--- Work task ---
Lines that include the word "void" should be copied from the listing that follows.

--- Record extracts ---
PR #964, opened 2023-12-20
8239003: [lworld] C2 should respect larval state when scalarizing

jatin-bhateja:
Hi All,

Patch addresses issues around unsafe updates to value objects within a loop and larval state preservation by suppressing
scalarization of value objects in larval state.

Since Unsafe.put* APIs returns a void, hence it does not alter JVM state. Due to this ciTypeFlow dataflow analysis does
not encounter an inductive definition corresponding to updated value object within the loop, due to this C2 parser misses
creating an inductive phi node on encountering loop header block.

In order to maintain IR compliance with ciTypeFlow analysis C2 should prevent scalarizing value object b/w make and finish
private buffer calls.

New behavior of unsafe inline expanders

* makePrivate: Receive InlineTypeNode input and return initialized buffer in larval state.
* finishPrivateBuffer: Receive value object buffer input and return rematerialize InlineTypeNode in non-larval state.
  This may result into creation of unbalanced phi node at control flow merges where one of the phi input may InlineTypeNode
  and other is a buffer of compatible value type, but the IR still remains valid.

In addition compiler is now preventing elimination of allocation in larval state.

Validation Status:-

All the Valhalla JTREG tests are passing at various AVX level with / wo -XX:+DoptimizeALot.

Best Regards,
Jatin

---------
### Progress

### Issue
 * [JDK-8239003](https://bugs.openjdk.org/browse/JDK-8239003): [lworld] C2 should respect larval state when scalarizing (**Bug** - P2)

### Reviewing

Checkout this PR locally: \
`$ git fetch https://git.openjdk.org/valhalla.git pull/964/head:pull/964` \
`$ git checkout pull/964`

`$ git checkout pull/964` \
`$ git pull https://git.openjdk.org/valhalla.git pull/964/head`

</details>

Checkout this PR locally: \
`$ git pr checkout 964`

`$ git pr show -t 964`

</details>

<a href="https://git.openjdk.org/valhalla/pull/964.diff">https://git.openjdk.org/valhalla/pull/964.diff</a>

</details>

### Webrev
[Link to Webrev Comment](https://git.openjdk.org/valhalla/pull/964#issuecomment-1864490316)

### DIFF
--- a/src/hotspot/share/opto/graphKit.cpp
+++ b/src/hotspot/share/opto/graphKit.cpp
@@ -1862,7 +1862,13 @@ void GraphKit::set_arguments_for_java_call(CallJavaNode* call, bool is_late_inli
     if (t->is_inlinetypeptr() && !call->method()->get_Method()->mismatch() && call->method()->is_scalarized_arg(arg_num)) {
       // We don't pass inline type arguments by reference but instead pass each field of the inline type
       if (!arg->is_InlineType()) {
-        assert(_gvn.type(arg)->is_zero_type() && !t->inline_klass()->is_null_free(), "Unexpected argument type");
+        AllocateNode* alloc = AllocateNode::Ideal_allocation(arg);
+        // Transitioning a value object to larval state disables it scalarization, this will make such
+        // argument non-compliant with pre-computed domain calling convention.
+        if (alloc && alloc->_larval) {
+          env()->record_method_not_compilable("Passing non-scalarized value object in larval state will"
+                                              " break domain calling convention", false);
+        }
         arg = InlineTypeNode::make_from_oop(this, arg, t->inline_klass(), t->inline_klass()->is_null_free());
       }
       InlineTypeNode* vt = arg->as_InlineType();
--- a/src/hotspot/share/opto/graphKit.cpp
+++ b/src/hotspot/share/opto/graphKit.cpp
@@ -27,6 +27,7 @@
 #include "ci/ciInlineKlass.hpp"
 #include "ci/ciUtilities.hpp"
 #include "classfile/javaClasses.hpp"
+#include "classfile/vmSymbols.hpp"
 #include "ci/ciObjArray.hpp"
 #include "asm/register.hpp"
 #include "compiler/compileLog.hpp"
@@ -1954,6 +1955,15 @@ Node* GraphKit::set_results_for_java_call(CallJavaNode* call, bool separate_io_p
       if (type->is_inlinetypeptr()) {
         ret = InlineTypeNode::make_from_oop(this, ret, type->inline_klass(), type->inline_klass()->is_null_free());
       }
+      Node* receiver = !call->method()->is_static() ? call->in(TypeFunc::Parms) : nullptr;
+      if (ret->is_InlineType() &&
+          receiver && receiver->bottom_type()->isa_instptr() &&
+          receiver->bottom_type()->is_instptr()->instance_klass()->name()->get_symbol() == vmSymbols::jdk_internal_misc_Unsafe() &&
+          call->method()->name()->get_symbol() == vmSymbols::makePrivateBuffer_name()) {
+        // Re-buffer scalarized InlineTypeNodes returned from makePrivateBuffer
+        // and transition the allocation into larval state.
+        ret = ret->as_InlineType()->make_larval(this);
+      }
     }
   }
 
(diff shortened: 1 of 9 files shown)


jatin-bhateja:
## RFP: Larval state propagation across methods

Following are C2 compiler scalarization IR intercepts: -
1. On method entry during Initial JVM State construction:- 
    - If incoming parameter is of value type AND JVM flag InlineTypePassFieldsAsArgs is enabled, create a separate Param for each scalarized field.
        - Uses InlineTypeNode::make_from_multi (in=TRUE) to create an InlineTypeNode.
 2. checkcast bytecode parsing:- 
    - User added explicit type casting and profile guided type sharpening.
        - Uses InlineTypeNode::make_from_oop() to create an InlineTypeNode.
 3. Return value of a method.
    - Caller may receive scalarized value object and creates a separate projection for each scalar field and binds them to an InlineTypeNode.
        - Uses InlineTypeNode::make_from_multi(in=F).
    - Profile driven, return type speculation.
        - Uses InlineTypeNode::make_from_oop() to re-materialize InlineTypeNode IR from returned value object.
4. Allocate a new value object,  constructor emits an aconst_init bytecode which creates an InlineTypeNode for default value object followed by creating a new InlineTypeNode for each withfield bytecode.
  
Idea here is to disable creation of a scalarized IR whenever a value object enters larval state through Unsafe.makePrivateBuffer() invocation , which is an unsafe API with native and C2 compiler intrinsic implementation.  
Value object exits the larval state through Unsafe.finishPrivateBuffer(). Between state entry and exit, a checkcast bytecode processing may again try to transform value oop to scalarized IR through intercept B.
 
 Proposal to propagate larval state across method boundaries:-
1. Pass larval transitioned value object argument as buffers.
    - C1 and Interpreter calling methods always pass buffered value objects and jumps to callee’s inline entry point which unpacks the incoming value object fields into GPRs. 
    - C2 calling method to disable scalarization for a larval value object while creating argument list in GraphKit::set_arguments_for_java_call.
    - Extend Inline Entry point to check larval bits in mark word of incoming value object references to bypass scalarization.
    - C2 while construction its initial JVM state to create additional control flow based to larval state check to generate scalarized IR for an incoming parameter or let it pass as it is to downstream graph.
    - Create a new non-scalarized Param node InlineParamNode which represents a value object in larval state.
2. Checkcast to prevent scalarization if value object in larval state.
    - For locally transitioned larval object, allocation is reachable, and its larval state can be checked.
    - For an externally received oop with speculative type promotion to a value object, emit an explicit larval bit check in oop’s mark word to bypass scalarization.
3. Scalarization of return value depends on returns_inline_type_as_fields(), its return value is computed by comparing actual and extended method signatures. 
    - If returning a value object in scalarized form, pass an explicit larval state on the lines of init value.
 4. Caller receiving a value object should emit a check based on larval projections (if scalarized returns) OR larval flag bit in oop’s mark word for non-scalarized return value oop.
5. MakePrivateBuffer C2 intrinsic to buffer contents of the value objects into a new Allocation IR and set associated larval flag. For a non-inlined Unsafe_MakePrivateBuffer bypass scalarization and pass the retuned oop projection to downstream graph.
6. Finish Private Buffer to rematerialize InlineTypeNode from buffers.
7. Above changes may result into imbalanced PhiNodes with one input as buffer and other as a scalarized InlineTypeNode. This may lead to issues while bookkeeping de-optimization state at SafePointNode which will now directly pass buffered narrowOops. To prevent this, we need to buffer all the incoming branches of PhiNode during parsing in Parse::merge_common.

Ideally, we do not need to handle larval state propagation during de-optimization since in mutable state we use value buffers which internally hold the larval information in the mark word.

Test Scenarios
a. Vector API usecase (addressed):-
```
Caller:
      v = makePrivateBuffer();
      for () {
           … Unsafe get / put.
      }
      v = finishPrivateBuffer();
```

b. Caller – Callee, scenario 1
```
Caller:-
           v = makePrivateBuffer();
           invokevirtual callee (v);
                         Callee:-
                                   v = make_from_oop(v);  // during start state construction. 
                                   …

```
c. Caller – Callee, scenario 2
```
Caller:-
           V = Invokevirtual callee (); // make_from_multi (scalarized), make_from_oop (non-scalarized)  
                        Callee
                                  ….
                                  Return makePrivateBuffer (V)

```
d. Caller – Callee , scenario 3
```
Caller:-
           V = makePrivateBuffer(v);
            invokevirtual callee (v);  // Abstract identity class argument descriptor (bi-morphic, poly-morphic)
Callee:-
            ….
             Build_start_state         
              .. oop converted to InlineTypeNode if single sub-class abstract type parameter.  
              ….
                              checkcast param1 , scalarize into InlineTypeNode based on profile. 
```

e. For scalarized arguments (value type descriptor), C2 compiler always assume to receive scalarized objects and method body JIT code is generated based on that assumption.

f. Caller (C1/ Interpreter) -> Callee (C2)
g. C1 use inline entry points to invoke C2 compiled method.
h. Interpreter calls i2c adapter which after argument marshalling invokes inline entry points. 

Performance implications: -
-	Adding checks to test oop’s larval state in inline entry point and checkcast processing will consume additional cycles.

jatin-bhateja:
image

--- Answer to the exercise ---
Since Unsafe.put* APIs returns a void, hence it does not alter JVM state. Due to this ciTypeFlow dataflow analysis does
@@ -1862,7 +1862,13 @@ void GraphKit::set_arguments_for_java_call(CallJavaNode* call, bool is_late_inli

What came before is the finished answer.